# am i asking too much??



## eyesblue (Jan 1, 2015)

so im now swaying toward traditional barista rather than bean to cup but wifey likes the idea of having something one can press a button on when time is short so i had thought cheapy pod machine and a traditional machine but Andy on here had suggested some machines may be capable of doing both albeit some may have to be modified from factory spec, is this feasable or am i better with a multitude of differing machines on the worktop ??? your thoughts are appreciated !!!!


----------



## jeebsy (May 5, 2013)

Budget?


----------



## coffeechap (Apr 5, 2012)

What did andy suggest?


----------



## DoubleShot (Apr 23, 2014)

I've owned a Tassimo machine for the past 4-5 years. Small and compact. One button operation. It's probably only been used twice since I purchased by Brewtus last December but I won't be throwing it out just yet. No reason you can't have a couple of machines (one mainly for convenience rather than taste, lol!)


----------



## eyesblue (Jan 1, 2015)

budget prob £1200 ish inc vat but could be tempted further !!! andy was going to ask fracino if some of there 1 group machines could be converted just wondered if others had an alternate idea or indeed have the same set up to please the wife !!!


----------



## DoubleShot (Apr 23, 2014)

Personally, provided you have the required space to accommodate something small and compact such as a Nespresso or Tassimo machine, I wouldn't limit yourself with your main machine over ones that can take or be converted to take pods. That's a decent budget and you'll get a great setup to startup I'm sure. That's not far off my outlay for second hand Brewtus IV DB & Ceado E37 combo.


----------



## hotmetal (Oct 31, 2013)

I'd agree, get a decent setup with £1k and spend £200 on a narrow Nespresso machine and separate 'aeroccino' frother if you have a few inches of extra space if her indoors wants milk-based coffee at the push of a button. You may well convert her to serious coffee in the process (handy for upgradeitis) and having a Nespresso might save you from being late for work now and again.
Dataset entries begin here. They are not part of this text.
PR #229, opened 2020-10-06
Types Aliases

### LINKED ISSUE #183: Add type aliases
Supported types in Genji are the following:
- `INTEGER`
- `DOUBLE`
- `BOOL`
- `BLOB`
- `TEXT`
- `ARRAY`
- `DOCUMENT`

Add type aliases allowing to refer to any of these types using this list:

Types referring to `INTEGER`:
- `INT`
- `TINYINT`
- `SMALLINT`
- `MEDIUMINT`
- `BIGINT`
- `INT2`
- `INT8`

Types referring to `DOUBLE`:
- `DOUBLE PRECISION`
- `REAL`

Types referring to `TEXT`:
- `CHARACTER(n)`
- `VARCHAR(n)`

Any of these types, when parsed, must actually refer to the corresponding concrete type.

tzzed:
Fixes #183 

Add all Aliases types and tests for this types in different queries.


sql/scanner/token.go
```diff
@@ -221,14 +236,25 @@ var tokens = [...]string{
...
 
-	TYPEARRAY:    "ARRAY",
-	TYPEBLOB:     "BLOB",
-	TYPEBOOL:     "BOOL",
-	TYPEBYTES:    "BYTES",
-	TYPEDOCUMENT: "DOCUMENT",
-	TYPEDOUBLE:   "DOUBLE",
-	TYPEINTEGER:  "INTEGER",
-	TYPETEXT:     "TEXT",
+	TYPEARRAY:       "ARRAY",
```
asdine, line 239: We should remove the `TYPE` prefix for all the types and order them in alphabetical order like the rest of the keywords

sql/scanner/token.go
```diff
@@ -124,6 +124,21 @@ const (
...
+	// Aliases
+	INT
+	TINYINT
+	SMALLINT
+	MEDIUMINT
+	BIGINT
+	INT2
+	INT8
+
+	DOUBLEPRECISION
```
asdine, line 136: Just `PRECISION` should be fine

sql/parser/expr.go
```diff
@@ -286,11 +286,27 @@ func (p *Parser) parseType() document.ValueType {
...
 		return document.DoubleValue
-	case scanner.TYPEINTEGER:
+	case scanner.TYPEINTEGER, scanner.INT, scanner.INT2, scanner.INT8, scanner.TINYINT,
+		 scanner.BIGINT, scanner.MEDIUMINT, scanner.SMALLINT:
 		return document.IntegerValue
 	case scanner.TYPETEXT:
+		return document.TextValue
+	case scanner.VARCHAR, scanner.CHARACTER:
+		// The value between parentheses is not used.
+		_, err := p.parseExprList(scanner.LPAREN, scanner.RPAREN)
```
asdine, line 305: This would make the following valid:

```SQL
VARCHAR(1 IN [1, 2, 3] AND foo > 4)
```

I understand the trick but parsers should be very strict.
We should expect one left parenthesis, an integer, and a closing parenthesis.

sql/parser/expr.go
```diff
@@ -286,11 +286,27 @@ func (p *Parser) parseType() document.ValueType {
...
+		if err != nil {
+			return 0
```
asdine, line 307: Now that we have a case that can fail, we should change the signature of this function and return an error. In this case a `ParseError`

cmd/genji/shell/command_test.go
```diff
@@ -119,6 +119,7 @@ func TestRunDumpCmd(t *testing.T) {
 				if withConstraints {
 					q := fmt.Sprintf("CREATE TABLE test (\n  a %s\n);\n", tt.fieldConstraint)
 					err := db.Exec(ctx, q)
+
```
asdine, line 122: 👀

asdine (changes requested):
Thanks @tzzed ! We still need to normalize the const names and change a few things but it's going to the right direction

sql/scanner/token.go
tzzed: I didn't dare...

sql/parser/expr.go
```diff
@@ -559,3 +575,32 @@ func (p *Parser) parseCastExpression() (expr.Expr, error) {
...
+	_, _, err := p.ParseExpr()
+	if err != nil {
+		return nil, err
+	}
+
+	if tok, pos, lit := p.ScanIgnoreWhitespace(); tok != scanner.RPAREN {
+		return nil, newParseError(scanner.Tokstr(tok, lit), []string{")"}, pos)
+	}
+
+	return nil, nil
```
asdine, line 605: This is not necessary, isn't it?

sql/scanner/token.go
```diff
@@ -115,14 +115,27 @@ const (
...
-	TYPEDOUBLE
-	TYPEINTEGER
-	TYPETEXT
+	ARRAY
+	BLOB
+	BOOL
+	BYTES
+	DOCUMENT
+	DOUBLE
+	INTLITERAL // literal INTEGER
```
asdine, line 124: Sorry, now I remember why there was this `TYPE` prefix, it is to distinguish a type keyword and values.
We should use actually the `TYPE`  prefix for all the types

asdine: Concerning the `PRECISION` keyword, it should be in the same group as the other normal keywords above, ordered alphabetically.

sql/parser/expr.go
asdine: If we are not going to return the value inside (which is not an expression by the way but an integer), we might as well remove this function and use the 3 ifs above directly in the switch l318

asdine (changes requested):

sql/parser/expr.go
```diff
@@ -545,7 +568,7 @@ func (p *Parser) parseCastExpression() (expr.Expr, error) {
 	}
 
 	// Parse require typename.
-	tp := p.parseType()
+	tp, err := p.parseType()
```
asdine, line 571: We should handle this error

asdine:
@tzzed I think there was a rebase or merge error, the commits seem wrong. Could you take a look?

tzzed:
> @tzzed I think there was a rebase or merge error, the commits seem wrong. Could you take a look?

seems good now.

sql/scanner/scanner_test.go
```diff
@@ -159,6 +159,7 @@ func TestScanner_Scan(t *testing.T) {
 		{s: "DOUBLE", tok: scanner.TYPEDOUBLE, raw: `DOUBLE`},
 		{s: "INTEGER", tok: scanner.TYPEINTEGER, raw: `INTEGER`},
 		{s: "TEXT", tok: scanner.TYPETEXT, raw: `TEXT`},
+
```
asdine, line 162: Please avoid unnecessary changes

```suggestion

```

sql/scanner/token.go
```diff
@@ -221,14 +234,25 @@ var tokens = [...]string{
...
+	TYPEINT2:      "INT2",
+	TYPEINT8:      "INT8",
+	TYPEINTEGER:   "INTEGER",
+	TYPEMEDIUMINT: "MEDIUMINT",
+	TYPESMALLINT:  "SMALLINT",
+	TYPETEXT:      "TEXT",
+	TYPETINYINT:   "TINYINT",
+	TYPEREAL:      "REAL",
+	TYPEVARCHAR:   "VARCHAR",
+
```
asdine, line 255:
```suggestion
```

sql/query/create_test.go
```diff
@@ -117,6 +117,46 @@ func TestCreateTable(t *testing.T) {
...
+					{Path: parsePath(t, "b"), Type: document.IntegerValue},
+					{Path: parsePath(t, "m"), Type: document.IntegerValue},
+					{Path: parsePath(t, "eight"), Type: document.IntegerValue},
+					{Path: parsePath(t, "ii"), Type: document.IntegerValue},
+					{Path: parsePath(t, "c"), Type: document.TextValue},
+				}, info.FieldConstraints)
+				return nil
+			})
+			require.NoError(t, err)
+
```
asdine, line 157:
```suggestion
```

sql/parser/expr.go
```diff
@@ -558,4 +585,4 @@ func (p *Parser) parseCastExpression() (expr.Expr, error) {
 	}
 
 	return expr.CastFunc{Expr: e, CastAs: tp}, nil
-}
+}
```
asdine, line 588: This one as well

cmd/genji/shell/command.go
```diff
@@ -104,7 +104,6 @@ func displayAllIndexes(db *genji.DB) error {
 
 		return nil
 	})
-
```
asdine, line 107: 👀

asdine (changes requested):
It is functionally correct, however, there are too many unnecessary changes such as new lines added and removed

PR #230, opened 2020-10-07
Added replace rule for badgerengine in cmd/genji module

tie:
Replace in `go.mod` works only for the main module.


asdine (approved):
Thanks!

Issue #206, opened 2020-09-27
Add support for context.Context


asdine:
Currently, while there is a way of stopping `SELECT` queries by simply stopping the iteration on the stream, there is no way of halting `INSERT`, `UPDATES` and `DELETES`. When we'll add subqueries, it will be even more important.

We should change the api to pass `context.Context` everywhere it is necessary.

Issue #58, opened 2020-02-17
Support for FillPercent/bbolt


jscoys:
Hello

I’m trying to find a way to specify the FillPercent value on the bbolt Engine without success.

The default value is 0.5, would like to put a 0.9. Do you know how to proceed through Genji when creating the db/bucket?

Thx

jscoys:
@asdine can you help me please? Thx

asdine:
There is currently no way to customize the way the Bolt engine is running, besides the bolt options.

```go
db, err := genji.New(boltengine.New("my.db", 0600, &bolt.Options{...}))
```

`FillPercent` must be set up manually on the required bucket on every transaction, which is not possible at this moment. Also, it would also mean that it should be table-specific, which is even more complicated. 

Perhaps it would be interesting to be able to customize the engine further, with something like this:

```go
db, err := genji.New(boltengine.New("my.db", &boltengine.Options{
  FillPercent: 0.9,
  Mode: 0600,
  Options: &bolt.Options{},
}))
```

but it means having a FillPercent value that would be the same for all buckets.

Could you describe why you need to have access to the FillPercent feature?

jscoys:
Well first thx for your answer!

It’s the first time I’m using bbolt and I’m adding a basic struct with 10 fields (mix of string/date/int) in a loop adding a total of 12,000 records and I end up with a DB size of 1 gigs. It seems to me that it’s big for the data I’m putting there...

I red on some forums that of the db is reaching a size it’s doubling the size with « blank spaces ». It’s allowing the dB to grow faster (scale better), but for the space it’s not optimal at all... and it seems this theory is good because I see the dB size growing like 32, then 64, 128, 256, 512 and then jumping directly to 1024 mbytes. On these forums people are saying that we can change the FillPercent per bucket, and putting a 0.9 value would solve the issue. That’s why I’m asking.

Hum won’t be proud of it but can I change something directly in the code of the package locally to make it possible? Like a hack I would say?

jscoys:
Oh just red again your second option it’s not an issue to have the same FillPercent for all buckets! So I can create the dB with a Genji.New()? I will give it a try as soon as I can.

asdine:
Closing this as Bolt is no longer supported

PR #231, opened 2020-10-07
Add support for context.Context

### LINKED ISSUE #224: Add support for context.Context in engines
PR #221 added support for passing context to high-level APIs. We should also pass them to the engine implementations. E.g. it’d be possible to pass context.Context to `tikvengine` (though currently there is no such engine, but the API maps well to the Genji engine definitions).

See also: #206

tie:
This PR adds `context.Context` support in Genji, starting with the `engine` package and then fixing compile errors everywhere. It doesn’t introduce any cancellation behavior though—that should be a separate, smaller, PR.

- `engine.Iterator` usage now requires a `it.Err()` check after the loop.
  ```
  it := st.Iterator(engine.IteratorOptions{})
  defer it.Close()

  for it.Seek(ctx, nil); it.Valid(); it.Next(ctx) {
  	…
  }
  if err := it.Err(); err != nil {
  	…
  }
  ```

  Notice that `Seek` and `Next` now accept a `context.Context` parameter. If an error occurs, `Valid` returns false.

- `database.Table` no longer directly implements `document.Iterator` since iteration may be I/O bound.

  ```
  // Before
  func (*Table) Iterate(func(d document.Document) error) error
  // After
  func (*Table) Iterator(context.Context) document.IteratorFunc
  func (*Table) Iterate(context.Context, func(d document.Document) error) error
  ```

Closes #224 and #206

### DIFF
--- a/README.md
+++ b/README.md
@@ -129,7 +129,7 @@ func main() {
     defer res.Close()
 
     // Iterate over the results
-    err = res.Iterate(context.Background(), func(d document.Document) error {
+    err = res.Iterate(func(d document.Document) error {
         // When querying an explicit list of fields, you can use the Scan function to scan them
         // in order. Note that the types don't have to match exactly the types stored in the table
         // as long as they are compatible.
--- a/README.md
+++ b/README.md
@@ -73,10 +73,8 @@ import (
 )
 
 func main() {
-    ctx := context.Background()
-
     // Create a database instance, here we'll store everything on-disk using the BoltDB engine
-    db, err := genji.Open(ctx, "my.db")
+    db, err := genji.Open(context.Background(), "my.db")
     if err != nil {
         log.Fatal(err)
     }
@@ -84,16 +82,16 @@ func main() {
     defer db.Close()
 
     // Create a table. Schemas are optional, you don't need to specify one if not needed
-    err = db.Exec(ctx, "CREATE TABLE user")
+    err = db.Exec("CREATE TABLE user")
 
     // Create an index
-    err = db.Exec(ctx, "CREATE INDEX idx_user_name ON test (name)")
+    err = db.Exec("CREATE INDEX idx_user_name ON test (name)")
 
     // Insert some data
-    err = db.Exec(ctx, "INSERT INTO user (id, name, age) VALUES (?, ?, ?)", 10, "Foo1", 15)
+    err = db.Exec("INSERT INTO user (id, name, age) VALUES (?, ?, ?)", 10, "Foo1", 15)
 
     // Supported values can go from simple integers to richer data types like lists or documents
-    err = db.Exec(ctx, `
+    err = db.Exec(`
     INSERT INTO user (id, name, age, address, friends)
     VALUES (
         11,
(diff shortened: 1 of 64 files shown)


asdine:
I know the PR is still a draft but since it contains pretty heavy changes I'd like to comment now to prevent you from doing unnecessary work if agree on a different path.

Basically, I would like to avoid context pollution where it is not necessary.

IMO the benefit of context in the case of Genji is essentially for canceling anything that relies on IO, even indirectly.

Some APIs are designed to be one time in-memory procedures. For these, handling cancelation from within the function is the same as handling it from outside, so passing the context is not necessary. I'm thinking about the planner package for example, which takes a finite, not so big AST. I think it's ok to let it finish before checking if a context is canceled.

Even on IO related APIs, I believe we can avoid context pollution by having some indirection. For example, instead of passing the context to any engine/store method, we could pass it only to the `Begin` method and leave the implementation deal with the context for that particular transaction.
From a high level point of view, we want to be able to cancel a transaction, we are not interested in the lifecycle of each particular call to Get or Put.

Concerning the document.Iterator type, it is returned as a result of `db.Query`, which itself takes a context.
I would be in favor of not passing the context to `Iterate` and have iterate return `ctx.Err()` if ctx is done.
By itself, `document.Iterator` lets the caller control the flow of the stream. If a user wants to stop, it simply needs to stop iterating.

tie:
Thanks for the input!

I agree on the context pollution issue, but I’d rather avoid indirection as it doesn’t add much value since you either already have `context.Context` instance e.g. from HTTP request, or can easily instantiate `context.Background()`. Explicit contexts also allow passing some engine-specific per-operation values via context, which could be useful in cases like #58.

In Genji we can have the root `genji` package hide the explicit context passing using `WithContext` pattern, e.g.

```
var db *genji.DB
var tx *genji.Tx

db, _ := genji.Open(ctx, …)          // sets default context to ctx
tx, _ = db.Begin(…)                  // uses default context
db = db.WithContext(ctx)             // overrides default context
tx, _ = db.WithContext(ctx).Begin(…) // overrides per function call
tx.Exec(…)                           // uses context inherited on Begin
tx = tx.WithContext(ctx)
tx.WithContext(ctx).Exec(…)
```

Here, `WithContext` returns a shallow copy with a new embedded context. It’s cheap since `DB` and `Tx` just wrap the corresponding types in `database` package, and I’d even expect the compiler to optimize `WithContext` call if it’s possible to allocate a copy on stack.

The reason why `document.Iterator.Iterate` and `Optimize` accept context is that the former is implemented by `database.Table` (that is, the main concern here is that iteration may be I/O bound), and the later has `UseIndexBasedOnSelectionNodeRule` which calls I/O bound APIs.

https://github.com/genjidb/genji/blob/950009f414495518d5ca510dd604ec81385dfa7a/sql/planner/optimizer.go#L281

I believe Go’s team motivation for FS package is to be backwards and API-compatible with `io` and `os` interfaces.

tie:
Regarding `document.Iterator`, I can think of two options.

1. We can add a layer of indirection in `database.Table` and keep `document.Iterator` unaware of the context.
   ```
   func (t *Table) Iterator(ctx context.Context) document.IteratorFunc
   func (t *Table) Iterate(ctx context.Context, fn func(d document.Document) error) document.IteratorFunc
   ```

   I’ve tried implementing this approach and it’s pretty easy to lose track of the context flow in `sql/planner`.

2. Since `db.Query` actually returns `query.Result`, we can use `WithContext` pattern (see the previous message). This would also make the API consistent in a sense that only lower-level API accepts explicit context.

asdine:
@tie I think adding context to Genji requires some discussion because it has a very big impact on the project.
I have written an [RFC ](https://github.com/genjidb/genji/pull/249) to express my vision of at least the first iteration of this feature. I think it will be a good place to discuss this and iterate until we find a good solution.

tie:
@asdine I’ll update this PR to conform with the RFC001 and mark it as ready then. Let me know if you want this in a separate PR though.

asdine:
@tie Let's start over on a separate PR if you don't mind

tie:
Sure!

PR #236, opened 2020-10-07
Fixes .Indexes and .tables commands error handler and tests

### LINKED ISSUE #233: Regression in .indexes command
Running `.indexes t` should print `table not found` if table `t` does not exist.

```
--- FAIL: TestRunTablesCmd (0.00s)
    --- FAIL: TestRunTablesCmd/Table_with_options (0.00s)
        command_test.go:38: 
            	Error Trace:	command_test.go:38
            	Error:      	An error is expected but got nil.
            	Test:       	TestRunTablesCmd/Table_with_options
            	Messages:   	%!(EXTRA bool=true)
```

See also: #232

tzzed:
Fixes #233 

`command_test.go` had some errors.
`.Indexes` returns `table not found`

### DIFF
--- a/cmd/genji/shell/command.go
+++ b/cmd/genji/shell/command.go
@@ -52,15 +52,14 @@ func runTablesCmd(db *genji.DB, cmd []string) error {
 
 // displayTableIndex prints all indexes that the given table contains.
 func displayTableIndex(db *genji.DB, tableName string) error {
-	ctx := context.Background()
 	return db.View(func(tx *genji.Tx) error {
+		ctx := context.Background()
 		_, err := tx.QueryDocument(ctx, "SELECT table_name FROM __genji_tables WHERE table_name = ?", tableName)
-		switch err {
-		case database.ErrDocumentNotFound:
-			return database.ErrTableNotFound
-		case nil:
-			// nop
-		default:
+		if err != nil {
+			if err == database.ErrDocumentNotFound {
+				return database.ErrTableNotFound
+			}
+
 			return err
 		}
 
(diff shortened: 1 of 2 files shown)


cmd/genji/shell/command.go
```diff
@@ -60,6 +60,11 @@ func displayTableIndex(db *genji.DB, tableName string) error {
 	}
 	defer res.Close()
 
+	_, err = res.Tx.GetTable(tableName)
```
tie, line 63: I think we can select from `__genji_tables`.

https://github.com/genjidb/genji/blob/6aa01a11de96f2da7336b25d38c42d6509e9db69/cmd/genji/shell/shell.go#L435

tzzed: You're it's a better way.

tzzed: You're right it's a better way.

cmd/genji/shell/command.go
```diff
@@ -53,6 +53,15 @@ func runTablesCmd(db *genji.DB, cmd []string) error {
...
+	switch err {
+	case database.ErrDocumentNotFound:
+		return database.ErrTableNotFound
+	case nil:
+		// nop
+	default:
+		return err
+	}
 
 	res, err := db.Query(ctx, "SELECT * FROM __genji_indexes WHERE table_name = ?", tableName)
```
tie, line 66: Both queries should be in the same transaction (using `db.View`).

tzzed: thank you @tie

tie (approved):
LGTM 👍

yaziine (approved):
Thanks for handling this @tzzed, I left just one small comment.

asdine (approved):
Thanks!

PR #2088, opened 2025-01-09
Snowflake connector: handle timeout and abortSignal

carinakoo8:
Support timeout and abortSignal in Snowflake connector.


mtoy-googly-moogly:
#2086 has these changes in it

Edit. John Lewis are selling a Nespresso Inissia and aeroccino bundle for £109.99. Get that for when you want push button simplicity and that leaves you the thick end of £1100 for serious kit.


----------



## eyesblue (Jan 1, 2015)

sounds like the way forward just wondered if there was a decent machine alreay produced that did both but then men cant multi task anyway ha ha would consider second hand with a good history / service detail also


----------



## jeebsy (May 5, 2013)

Sage Oracle


----------



## DoubleShot (Apr 23, 2014)

eyesblue

If only you posted this thread sooner. Nespresso we're offering a free £75 credit (3 separate orders each with £25 off) on orders direct from themselves on machines purchased up until 31/01/15!. Seems to be offered every Xmas and sometimes also at other times of the year (although the amount of credit often is for a lesser amount).

https://www.nespresso.com/uk/en/pages/legal


----------



## jeebsy (May 5, 2013)

http://www.sageappliances.co.uk/the-oracle.html

http://www.lakeland.co.uk/19339/Sage-The-Oracle-

You're compromising a bit on grinder but it gives you manual control and your other half should find it easy enough to use.


----------



## DoubleShot (Apr 23, 2014)

A few suggestions mentioned here:

http://www.home-barista.com/advice/shopping-for-espresso-machine-upgrade-so-confused-t4957-20.html

jeebsy

Am I imagining it or did I read in the manual that there is a pod kit available for use on the Brewtus? Not that I shall be exercising this option but it might be a consideration for the OP.


----------



## eyesblue (Jan 1, 2015)

hmmm just clciked the link and it say all offers must be received before 28th feb ??? never ending dfs sale maybe ?? thanks for that


----------



## Michael the bowler (Feb 19, 2013)

Bella Barista sell capsules that with adapter fit in E61 group head. As well as a few machines designed to use the capsules.


----------



## DoubleShot (Apr 23, 2014)

You needed to have purchased a machine by 31/01/15. You then have until 28/02/15 to register for the free £70 credit.


----------



## DoubleShot (Apr 23, 2014)

Michael the bowler said:


> Bella Barista sell capsules that with adapter fit in E61 group head. As well as a few machines designed to use the capsules.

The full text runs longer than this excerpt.